L’iscrizione però, come si vede nella fotografia della lapide contenuta nell’articolo, non è composta dei soli sette versi trascritti, ma di otto: dopo il quinto verso deve esserne inserito un sesto, anch’esso incompleto: “ditabat miseros termine“; il testo dunque, formato da quattro distici, è probabilmente completo e non è necessario supporre, come fa Pantoni, la mancanza di una porzione inferiore della lapide.

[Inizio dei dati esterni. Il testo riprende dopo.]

PR #5286, opened 2024-03-26
(fix#5280): Basic integration fails on ARM64

tdiesler:
**Release Note**
```release-note
NONE
```

### DIFF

Una conferma che si tratti proprio dello stesso Ilarius ricordato dal Chronicon potrebbe venire dalla integrazione nel primo verso con il termine abbas, uno spondeo che ne costituirebbe il piede finale (“nobilis ac tumba tumulatus Ylariu[s] abbas”). Lo stato dell’iscrizione impedisce di formulare altre ipotesi.

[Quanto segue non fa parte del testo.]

PR #5317, opened 2024-04-03
fatal error: concurrent map read and map write

tdiesler:


christophd:
I tried to solve this in the E2E test setup (with mutex lock) where the clients get instantiated (see https://github.com/apache/camel-k/blob/main/e2e/support/test_support.go#L165). 

But looking closer at the code I see that the kamel install command will always use a new client instance and this can lead to the concurrent map write. So the proposed solution here makes sense to me. I do not know if this synchronization has some other side effects though.

How about synchronizing the `NewOutOfClusterClient` func which is used by kamel CLI so we do not harm any operator client usage? Also I would remove the mutex lock that I have introduced in the test support then to avoid duplicate locking.

tdiesler:
There are (currently) three usages of apis.AddToScheme

* when there is an error on operator startup
* with some "fake" client while testing
* whenever a client with config is needed

I ignored the first two and believe it is correct to sync in NewClientWithConfig which IMHO is close enough to `runtime.SchemeBuilder.AddToScheme` where the problem actually is. The idea is, that it is probably ok to sync the creation  of a non-trivial k8s client, which apparently does work sensitive to concurrency issues. At the same time, I assume that creation of such a client is fast enough that it does not need to happen in parallel on the same Go runtime.

Sure, lets try to remove that other mutex

tdiesler:
PR validation fails in `kamel-build-bundle/build-index-image.sh` for install/olm and install/upgrade

```
Constructing index image ...
time="2024-04-09T07:25:46Z" level=fatal msg="package \"camel-k\" has duplicate bundle \"camel-k-operator.v2.3.0\""
Error: Process completed with exit code 1.
```

tdiesler:
This is now failing with https://issues.redhat.com/browse/CMLK-1928

squakez:
> This is now failing with https://issues.redhat.com/browse/CMLK-1928

It was already reported in https://github.com/apache/camel-k/issues/5326

squakez (dismissed):
Sorry. We are not going to ignore any test. You can restart it or fix it, as you prefer. Thanks.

Ilario fu eletto, come già ricordato, abate nel 1011, nel periodo intercorso quindi tra la discesa nel Sud dell’Italia di Ottone III e quella di Enrico II. La storia del suo lungo governo si intreccia con quella, molto complessa, della zona in cui si trovavano i possedimenti del monastero di S. Vincenzo, insediamento religioso di fondazione carolingia divenuto oggetto di contesa da parte di Bizantini, principi longobardi e famiglie locali. Nel corso del X secolo dal Ducato di Napoli si erano distaccate Amalfi e Gaeta. Il Ducato di Benevento, che aveva annesso anche Capua, e il Ducato di Salerno avevano perso alcuni territori in favore dei Bizantini. Il predominio bizantino nel Mezzogiorno non fu mai accettato senza resistenza e alle rivolte dei principi si sovrapposero anche le campagne imperiali degli Ottoni, che avevano insieme lo scopo di assoggettare i principi e scacciare i Bizantini, nonché quello di sconfiggere definitivamente i Saraceni. Ottone I, eletto nel 962, aveva cercato di allontanare i Bizantini dal Mezzogiorno con l’aiuto del principe di Capua e Benevento, Pandolfo (I) Capodiferro, il quale aveva tratto dall’alleanza alcuni vantaggi presto perduti; la discesa di Ottone II, nel 981, e quella successiva di Ottone III non avevano avuto maggiore successo: l’autorità degli imperatori non riusciva a imporsi che per brevi periodi successivi al loro intervento.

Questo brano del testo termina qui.